When it comes to seaports, Apapa remained the busiest port during that time. Through this port, goods worth N6.6 trillion left the country, making up 93.7% of all exports. Tin Can Island (N213.8 billion) and Port Harcourt (N153.2 billion) were two other ports used during the time period under examination.
The World Trade Organization (WTO) reports that in Q1 ’23, merchandise trade exports decreased slightly by -1.6% y/y or USD94 billion to USD5.8 trillion compared to USD5.9 trillion recorded in the same quarter of 2022. The total merchandise trade exports, nevertheless, experienced a little q/q fall of -3.5%. Weakened global demand brought on by rising prices and advanced economies’ tightening of monetary policy can be partly blamed for the fall.
The Black Sea grain agreement was canceled by Russia in July of that year.
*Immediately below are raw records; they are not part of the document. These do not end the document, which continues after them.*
Issue #1837, opened 2024-05-26
Problem with PRTARR() (was : pb with FITS Binary tables)


jaymurthy:
This started when I installed 1.0.6 and I've tried it with multiple FITS binary tables. Here is the link to one file: https://www.dropbox.com/scl/fi/vh2cq627zsrvwttsqviuo/FIG17.fits?rlkey=cjfye0btesovq573jg6qm9ezz&dl=0

I'm trying to isolate the error but haven't had success yet. It works ok with FL.

GDL> d=mrdfits('publicdata/FIG17.fits',0,hdr)
MRDFITS: Null image, NAXIS=0
GDL> d=mrdfits('publicdata/FIG17.fits',1,hdr)
% MRD_TABLE: Unable to dereference NULL pointer: <Expression> <POINTER   (<NullPointer>)>
% Error occurred at: MRD_TABLE         2320 /Users/jayanth/Dropbox/user/idluser/idllib/IDLAstro/pro/mrdfits.pro
%                    MRDFITS           2736 /Users/jayanth/Dropbox/user/idluser/idllib/IDLAstro/pro/mrdfits.pro
%                    $MAIN$
% Execution halted at: $MAIN$

jaymurthy:
I think it is something to do with line 458 in mrdfits.pro where it calls 
match, keyword, scales_names, mkey_scales, mscales, count = N_mscales
 The problem is because there are no matches (no TSCALnn) in the header.

jaymurthy:
The problem is because   scales = ptrarr(n_mforms, /all) (line ~446 in mrdfits.pro) gives
print,scales

(NullPointer)(NullPointer)

This is what it should be (in gdl 1.0.3 and in fl)
FL> print,scales
(PtrHeapVar1)(PtrHeapVar2)

The nullpointer causes it to break. Note that I replaced < with ( above to get it to show up.

alaingdl:
OK, thanks you @jaymurthy I can reproduce your bug :crying_cat_face: 

now we will try to solved it

alaingdl:
OK, the problem appeared between April 25 and 26, when I try to clean up the keywords (by name/by number)

alaingdl:
OK, I think I got it. In fact PTRARR() has one and only one keyword ... "ALLOCATE_HEAP"

alaingdl:
OK @jaymurthy , I solved it, I have the feeling we had a pending bug in the past ...
My problem now is to do a clean PR !

[...]

PR #1838, opened 2024-05-26
correcting #1837 PTRARR()

alaingdl:
Hum, my mistake

### DIFF
--- a/src/basic_fun.cpp
+++ b/src/basic_fun.cpp
@@ -422,17 +422,19 @@ namespace lib {
       throw GDLException("Array dimensions must be greater than 0");
 
     DPtrGDL* ret;
-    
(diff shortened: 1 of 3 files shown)


slayoo:
@alaingdl, let's add a unit test for this change! What would be a minimal code to show the problem (i.e., failing as of now, succeeding after this change is introduced?)

alaingdl:
@slayoo  yes your are right but I am so short in time next days ... Usually when I start a small test code then I find another detail (or bug) somewhere and so on and never succeed to close ..

@jaymurthy it should help for your problem

interesting that a new test case crashed in OSX ...

alaingdl:
OK, my correction is wrong and we did had a test case ! `test_heap_refcount.pro`
Wait a second !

According to our channel checks, the UN has suggested increasing Russia’s exports of grains and fertilizer in an effort to persuade it to rejoin the Black Sea grain agreement.
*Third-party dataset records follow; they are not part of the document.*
PR #1840, opened 2024-05-29
rewriting test_elhmes to assess small numerical changes between x86 & M2

alaingdl:
all is in the title ! tolerance is 1e-5


slayoo:
@alaingdl, if not creating a new branch for each PR, you can use the `git rebase` command to bring this branch in sync with the upstream master branch (which contains a squash commit from your previous PR, but does not contain commits that were squashed). To do it, you can try:
```
git fetch upstream
git rebase upstream/master
git push -f
``` 
This way, this PR will have only the relevant commits.
HTH,
S.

We point out that the Black Sea Grain deal’s termination might result in higher food costs and increased headline inflation. The impact of the suspension of the grains deal is being mitigated by better harvest circumstances from nations like Brazil and Argentina, thus select grain prices have continued to moderate.
Furthermore, after the grains agreement was terminated, there had been an increase in attacks on Ukrainian ports. Grain warehouses and oil storage tanks were destroyed as a result of recent accidents at the ports of Renzi and Izmail. Given the conflict between Russia and Ukraine, there is now little chance of reviving the grain agreement.
Wheat prices at the end of August in 23 decreased by -8.6% m/m to conclude at USD315.8/MT. As a result of increased production levels and ideal weather, wheat prices have remained stable. In addition, maize prices dropped -14.3% month over month to settle at USD207.6/MT. In the meantime, cocoa prices climbed by 1.3% m/m as of the end of August 23, primarily as a result of the occurrence of cocoa pod illnesses and poor weather in cocoa-producing countries.
According to trade statistics, China’s overall exports decreased by 4.3% year over year to USD 864.2 billion in Q2 23 from USD 902.9 billion in the same period of 2022. The comparatively lax consumption habits are a major factor in the reduction in demand for China’s exports. In terms of imports, China too saw a drop of -6.4% y/y to USD681 billion in Q2 ’23 from USD637.5 billion in Q2 ’22.
With Nigeria as its center, there are several chances for global economic growth and development. Stakeholders must lower trade barriers and encourage the use of innovation and technology in trade processes in order to accomplish this. Nigeria may be a key player in advancing regional and global trade due to its wealth of resources and advantageous location.